▶ **TRY IT**: Filter the listing and keep only the lines with the word "draft".

*** Opening of DATASET ENTRIES ***

PR #10920, opened 2022-03-26
Fix #10791: focus is setted when switch from instruments and template…

### LINKED ISSUE #10791: When the New Score dialog is triggered, the search bar should automatically be in focus
**Describe the bug**
When the **New Score** dialog is triggered, the search bar should automatically be in focus so users can immediately begin typing.

image

tzarjakob:
… options but not when the wizard is opened directly

### DIFF
--- a/src/engraving/layout/layoutharmonies.cpp
+++ b/src/engraving/layout/layoutharmonies.cpp
@@ -21,7 +21,10 @@
  */
 #include "layoutharmonies.h"
 
+#include <map>
+
 #include "realfn.h"
+#include "containers.h"
 
 #include "libmscore/fret.h"
 #include "libmscore/harmony.h"
@@ -57,7 +60,7 @@ void LayoutHarmonies::alignHarmonies(const System* system, const std::vector<Seg
     // Contains harmonies/fretboard per segment.
     class HarmonyList : public QList<EngravingItem*>
     {
-        QMap<const Segment*, QList<EngravingItem*> > elements;
+        std::map<const Segment*, QList<EngravingItem*> > elements;
         QList<EngravingItem*> modified;
 
         EngravingItem* getReferenceElement(const Segment* s, bool above, bool visible) const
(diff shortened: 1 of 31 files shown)


cbjeukendrup:
The reason that it does not work when opening the dialog, is probably here:
https://github.com/musescore/MuseScore/blob/57f790d6ed2fee969547daababf30bb21bb7c70c/src/project/qml/MuseScore/Project/NewScoreDialog.qml#L62

First, focus is set to the search field, but then, by that line, focus is set back to something else. So, you need to remove or change that line.

If that does not fix the problem, do the following:
1. in StyledDialogView.qml, add a property like this:
    ```qml
    property bool isDoActiveFirstControlOnOpen: true
    ```
2. Also in StyledDialogView.qml, modify the `onOpened` handler:
    ```qml
    onOpened: {
        if (root.isDoActiveFirstControlOnOpen) {
            Qt.callLater(navSec.requestActive)
        }
    }
    ```
3. In NewScoreDialog.qml and in InstrumentsDialog.qml, add `isDoActiveFirstControlOnOpen: false`.

---

Also, I think you should not modify TextInputField for this. Specifically, I don't really feel good about putting `forceActiveFocus()` inside the property getter of the `focus` property. Instead, do the following:
1. In InstrumentsView.qml and TitleListView.qml, add a function like this:
   ```qml
    function focusSearchField() {
        searchField.navigation.requestActive()
    }
    ```
4. In ChooseInstrumentsPage.qml and CreateFromTemplatePage.qml, add a function like this:
   ```qml
    function focusOnFirst() {
        instrumentsView.focusSearchField() // templatesView in CreateFromTemplatePage.qml
    }
    ```
5. In ChooseInstrumentsAndTemplatesPage.qml, find the Loader and add the following:
   ```qml
        onLoaded: {
            if (item && item.focusOnFirst) {
                Qt.callLater(item.focusOnFirst)
            }
        }
    ```
That way, whenever a different page is loaded, the `focusOnFirst` function of that new page will be called.
It's slightly more work, but a bit more correct.

tzarjakob:
Thank you, very useful. I've cleaned up and I'll fix the problem according to your advice. Soon I'll share the update.

RobFog:
Instead of closing the pull request, you can mark it as a draft.

tzarjakob:
Yes, I wanted to clean up (don't want to keep changes), but you are right, could have been marked as draft

Jojo-Schmitz:
Better not use your master branch, but rather some topic branch

Eism:
Hey @tzarjakob 
I agree with @cbjeukendrup and I prefer the second version of the fixes he suggested
If it's not difficult for you, please implement it in #10791

tzarjakob:
I have already implemented following his advice in #10920 but I don't see a second version of his suggestions.

Eism:
@tzarjakob 
Ah, I got it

*** Close of DATASET ENTRIES ***

▶ **ANSWER FOR THE TASK**:
Instead of closing the pull request, you can mark it as a draft.
Yes, I wanted to clean up (don't want to keep changes), but you are right, could have been marked as draft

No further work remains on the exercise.